TV2 Bornholm is a regional TV station, part of the TV 2 network, which delivers news and current affairs programmes to Bornholm, the easternmost island of Denmark. The station is headquartered in Aakirkeby and has an estimated audience of 75,000 viewers.

==History==
The station started broadcasting on 1 September 1990. An independent 24-hour channel started broadcasting on 11 January 2012, in line with the establishment of full-time channels on all of TV 2's regional stations. Its director was Jan Jørgensenbetween 1996 and 2024. He was replaced on his post by Camilla Kjems in September 2024.

In May 2025, its name changed from TV 2/Bornholm to TV2 Bornholm.

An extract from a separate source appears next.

PR #172, opened 2019-10-25
Add mark-i-m as co-lead and remove nikomatakis from learning wg

spastorino:
I'd like to propose @mark-i-m as WG learning co-lead. Mark, please approve if you want to be part of lead group :).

TV2 Bornholm produces the annual trolling competition Trolling Master Bornholm, which received criticism in its 2022 edition for disqualifying a father-son team, as the son was underage (age 11) and violated age regulations. Other events held by the station include Etape Bornholm and "Sol over Gudhjem".

==Ratings==
Despite the decline in its ratings, TV2 Bornholm seems to have strong support among Bornholm's viewers - probably even larger than the other TV 2 regions. However, unlike the other stations, TV2 Bornholm cannot measure its ratings using Nielsens's measurements, considering that few Nielsen households exist in Bornholm for a more precise measurement. Jysk Analyse, instead, makes eleven user researches per year to evaluate the audience. The numbers are comparable every year, because the method is the same, but cannot be compared with the numbers given from audience measurements.

TV2 Bornholm's 7:30pm news bulletin (simulcast locally with TV 2's frequency) has, according yo Jysk Analyse figures from 2020, a share of just under 80%, while in 2024, it was of just over 60%. This means that nearly 60% of viewers in Bornholm are contacted for at least one second to watch the bulletin.

== Culture award ==
In 2010, TV2 Bornholm made a culture award for the first time. After an initial text message vote, Wonderfestiwall won it. The festival had previously bagged an award from the municipality's culture award.